# What is the pinnacle of Incan Flashlights in your opinion?



## Daekar (Oct 31, 2014)

I have a bunch of LED lights and in many ways they are superior to my two remaining incans, but in a way I see my Surefire lego incan as almost the last and best of an old breed - like the most highly refined carbuerated engine just prior to fuel injection, or a brass telescope made in the tradition of old world craftsmanship. To me, the lithium ion batteries, the multi-level soft start, the fabulous incan color rendition, and the form factor (2x18650 with KT4 and Lumensfactory bulb) just make it special in a way my more utilitiarian lights don't match.

What, in your opinion, is the finest incan torch out there? What is the aged wine and cheese of incan torches? Why?


----------



## archimedes (Oct 31, 2014)

Daekar said:


> ....
> What, in your opinion, is the finest incan torch out there? What is the aged wine and cheese of incan torches? Why?



SureFire A2 :thumbsup:

EDIT - Hybrid incandescent / LED (with both throw and flood), _regulated_ output, soft-start circuit, convenient size, nice beam, multi-color options, great style, ideal user interface, outstanding warranty, legendary toughness ....


----------



## Echo63 (Nov 1, 2014)

Surefire M3, with A2 a close second.

Th M3 throws a nice beam, is easily legoable with a KT4, giving a floody and throwy option, with two different output options.
its also easily converted to run rechargeables, just dump the 123 cells out, and throw a set of 17500 in.
if i could only have one light, and it had to be incandescent, it would be an M3/M3T


----------



## Timothybil (Nov 1, 2014)

Back in the day, when all I had was my trusty G2 with the HO-6 lamp, I always admired (and coveted) the M6 and the M3T. They just seemed like the best of the best, even tho I knew I could never afford them.


----------



## Phaserburn (Nov 1, 2014)

For the more $ sensitive, wolf eyes made seriously beefy lights that used all the great lumens factory lamps.


----------



## archimedes (Nov 1, 2014)

If we are allowing non-stock "mods" to qualify, the *wquiles* PhD-M6 is also near the top


----------



## sween1911 (Nov 1, 2014)

Surefire 12Z(P)M with the N62 lamp.


----------



## LED61 (Nov 2, 2014)

archimedes said:


> SureFire A2 :thumbsup:
> 
> EDIT - Hybrid incandescent / LED (with both throw and flood), _regulated_ output, soft-start circuit, convenient size, nice beam, multi-color options, great style, ideal user interface, outstanding warranty, legendary toughness ....
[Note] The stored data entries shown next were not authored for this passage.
PR #188, opened 2018-07-08
WebGLRenderingContext dirty flag

modulesio:
We frame-flip and VR-blit only when the [`WebGLRenderingContext` dirty flag](https://github.com/webmixedreality/exokit/blob/master/index.js#L682) is set. This is an optimization, especially applicable to contexts that do not draw every frame, like offscreen renderers.

Originally we frame-flipped only when `gl.clear()` was called.

This PR adds more cases for that: `drawElements` and `drawArrays`, and theit instanced friends.


modulesio:
This fixes some sites that do not clear but simply do a full screen redraw, such as RetroArch web player.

Ditto that. I run mine with a FiveMega Strion socket and bulb and it goes brighter without a hitch. I have grown so confident with the Strion bulb that I have one installed on my precious Black A2.


----------



## leukos (Nov 2, 2014)

I'll agree the A2 was probably the most amazing incandescent to every hit the market. The M6 commands some respect too, it oozes quality.


----------



## Echo63 (Nov 2, 2014)

sween1911 said:


> Surefire 12Z(P)M with the N62 lamp.


Really ? Its cool, but in a tim the toolman taylor "ugh more power" kinda way
12 mins of runtime, in short bursts, as it can trip the thermal protection in cells

back in the day, it was described as "the quickest way to flatten a set of cells, without shorting them with a copper rod"


----------



## scout24 (Nov 2, 2014)

Therefore, it was awesome...  

Tim would be proud, you're right. And he'd be looking for an N63 bulb for More Power!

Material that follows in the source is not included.